Joe Minahan, president of St. Luke’s Physician Group, the network of primary care and specialty physicians within St. Luke’s University Health Network, said changes in regulatory and market conditions over the last two decades have forced health care systems to change their physician employment model.

In 1999, SLPG employed less than 100 doctors. As health maintenance organizations became more prevalent and the cost of malpractice insurance increased for obstetricians and gynecologists in Pennsylvania, doctors in private practice struggled to stay afloat.

“If St. Luke’s didn’t employ those doctors, they would have gone out of business,” Minahan said.

COST-EFFECTIVE INVESTMENTS

Over the last decade, as SLUHN expanded, the number of physicians employed by SLPG has more than tripled, increasing from about 350 physicians to about 1,100.

“Ninety-five percent of the physicians reached out to us,” Minahan said.

He said St. Luke’s can offer size and economies of scale necessary to make cost-effective investments that independent doctors can’t afford.

A doctor’s status is generally not a barrier to obtaining operating privileges at one of the hospitals in the region.

“We work with hundreds of independent physicians at St. Luke’s. They provide a service in our hospitals,” he said. “If a physician provides high quality and appropriate care, we want to work with them whether they are our employee or whether they are a community-based physician.”

MORE MEDICINE, LESS ADMINISTRATION

Some formerly independent doctors say becoming a salaried doctor with a large health network freed them from having to run a business so they could spend more time practicing medicine.

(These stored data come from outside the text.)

PR #290, opened 2020-04-08
MK DR-891 Add description box to the 'save snapshot' panel

mackenziekerwin:
Screen Shot 2020-04-08 at 12 42 07 PM
I didn't make too many changes since we're gonna want to move this component to its own panel in the near future. I just adjusted the size for now and added the text box.
Also fixed a quick bug that was preventing the save button from pushing to the snapshots page!

### DIFF
--- a/src/components/dataset/query/sidebar/panels/CreateSnapshotPanel.jsx
+++ b/src/components/dataset/query/sidebar/panels/CreateSnapshotPanel.jsx
@@ -1,5 +1,4 @@
-import React from 'react';
-import PropTypes from 'prop-types';
+import React, { useState } from 'react';
 import clsx from 'clsx';
 import { withStyles } from '@material-ui/core/styles';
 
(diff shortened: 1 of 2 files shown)


src/components/dataset/query/sidebar/panels/CreateSnapshotPanel.jsx
```diff
@@ -23,40 +22,60 @@ const styles = theme => ({
...
-export class CreateSnapshotPanel extends React.PureComponent {
-  static propTypes = {
-    classes: PropTypes.object,
-    handleCreateSnapshot: PropTypes.func,
-    handleSaveSnapshot: PropTypes.func,
-  };
-
-  render() {
-    const { classes, handleCreateSnapshot, handleSaveSnapshot } = this.props;
+function CreateSnapshotPanel(props) {
```
thathert: Why the switch to a functional component instead of class-based? It's good for us to remain consistent if we can.

mackenziekerwin: I thought since the component doesn't do much in terms of changing the state, it would be cleaner and more concise to use the `useState` hook (I liked how it could be called directly from `onChange`). It would be fine to revert back to a class component; I would just have to write some additional functions.

src/components/dataset/query/sidebar/panels/CreateSnapshotPanel.jsx
```diff
@@ -23,40 +22,60 @@ const styles = theme => ({
...
+  return (
+    <div className={clsx(classes.rowTwo, classes.saveButtonContainer)}>
+      <TextField
+        id="snapshotName"
+        label="Name"
+        variant="outlined"
+        size="small"
+        fullWidth
+        className={classes.textField}
+        onChange={event => setName(event.target.value)}
```
thathert: Could the class-based version of this be `event => this.setState('name', event.target.value)` ?

mackenziekerwin: I tried that, and it didn't seem to work. It would only work if I passed in a function that basically wrapped `setState`. I can look into it again because I don't remember the exact error but I could have just misinterpreted it

thathert: Ah that might have to do with how `this` works inside of functions. One workaround is to declare `const self = this;` at the top of the render function and then inside of the `onChange` callback say `self.setState(...)`.

Useful read: https://stackoverflow.com/questions/3127429/how-does-the-this-keyword-work

src/components/dataset/query/sidebar/panels/CreateSnapshotPanel.jsx
```diff
@@ -23,40 +22,60 @@ const styles = theme => ({
   cancelButton: {
     alignSelf: 'flex-end',
   },
+  textField: {
+    backgroundColor: theme.palette.common.white,
+    borderRadius: '5px',
```
RoriCremer, line 28: can we use a theme.spacing for these?

mackenziekerwin: Yeah, we could use `theme.spacing(0.5)`, which would be 4px. This only applies to the white background, though. The `variant="outlined"` prop is what gives the text fields the grey border, which gets all its styling from default MUI classes, so that border radius would still be 5px.

mackenziekerwin: It might be useful to make a reusable Jade text field component with its own custom attributes? It would let us be consistent with Terra and we wouldn't have to constantly override MUI styling

myessail (approved):

fboulnois (approved):
lgtm, I like the idea of a reusable text field suggested earlier.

Dr. John Brinker was in private practice for 11 years before he and his business partner became part of SLUHN in 2014. Insurance contracts were becoming more complex and reimbursement rates were getting lower because it was no longer fee-for-service.

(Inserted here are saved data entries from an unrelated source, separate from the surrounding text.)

PR #336, opened 2020-04-17
DR-912 Exclude array values from query

myessail:


RoriCremer (approved):

fboulnois (approved):
lgtm, a short description like "Enables queries to exclude specific columns" would be useful.

PR #369, opened 2020-04-23
DR-930 Count query results

mackenziekerwin:
count-results
Since the query builder is more of a preview of the snapshot about to be created, we limit the results to 1000 rows. This PR updates the number displayed in the snapshot card to reflect all the results matching the query, not just the first 1000 returned.


src/components/dataset/query/QueryView.jsx
```diff
@@ -99,6 +107,15 @@ export class QueryView extends React.PureComponent {
           PAGE_SIZE,
         ),
       );
+      const bq = new BigQuery();
+      bq.getTotalRows(
+        dataset.dataProject,
+        `#standardSQL
+          SELECT COUNT(*) FROM \`${dataset.dataProject}.datarepo_${dataset.name}.${selected}\` AS ${selected}
```
danxmoran: I would suggest `COUNT(1)` instead of `COUNT(*)`. `COUNT(*)` will scan every column in the table. `COUNT(1)` won't scan anything for counting, so you're only paying for the columns mentioned in the joins and filters.

src/components/dataset/query/QueryView.jsx
```diff
@@ -99,6 +107,15 @@ export class QueryView extends React.PureComponent {
...
+          ${joinStatement}
+          ${filterStatement}`,
+        token,
+      ).then((response) => dispatch(countResults(parseFloat(response))));
```
myessail: i would use `parseInt` here instead since this isn't going to be a decimal number

src/modules/bigquery.js
```diff
@@ -110,6 +111,26 @@ export default class BigQuery {
...
+        },
+        {
+          headers: {
+            'Content-Type': 'application/json',
+            Authorization: `Bearer ${token}`,
+          },
+        },
+      )
+      .then((response) => response.data.rows[0].f[0].v);
+  };
```
myessail: i think if we're putting this in the store, we should probably move this call to `repository.js` to be consistent

src/actions/app.js
```diff
@@ -9,14 +9,14 @@ import { createActions } from 'redux-actions';
 import { ActionTypes } from 'constants/index';
 
 export const { createSnapshot } = createActions({
-  [ActionTypes.CREATE_SNAPSHOT]: snapshot => snapshot,
-  [ActionTypes.CREATE_SNAPSHOT_JOB]: snapshot => snapshot,
-  [ActionTypes.CREATE_SNAPSHOT_SUCCESS]: snapshot => snapshot,
-  [ActionTypes.CREATE_SNAPSHOT_FAILURE]: snapshot => snapshot,
+  [ActionTypes.CREATE_SNAPSHOT]: (snapshot) => snapshot,
```
fboulnois, line 12: Are these changes due to linting?

fboulnois (commented):
I agree with a few of the earlier comments, one other question:

src/actions/app.js
mackenziekerwin: Yes, there was a recent dependabot that updated the linter

myessail (approved):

“The notations for fees and schedules became very difficult and time consuming. So just getting paid was becoming more and more difficult,” said Brinker of St. Luke’s Monroe Family Practice Associates in Stroud Township.

“From an office standpoint, running the day-to-day operations of the office became a bigger duty simply because computers were becoming a bigger part of the practice,” he said. “You were no longer just a physician, you were the IT [information technology] manager and also the chief negotiator for the insurers.”

HELPING TO RUN THE PRACTICE

It was becoming a lot of work, and Brinker was spending more and more time dealing with these issues than providing direct patient care.

“Very few young doctors come out of med school with any practical office experience,” he said.

“You learn everything about the human body, but you don’t learn how to run your practice and hospitals. Networks do that for you.”

WHAT’S BEST FOR THE PATIENT

Brinker said SLUHN does not pressure him to refer patients within the network.

“I live in a community where there are specialists of all kinds, employed and [independent]. You refer to what’s best for the patient,” he said.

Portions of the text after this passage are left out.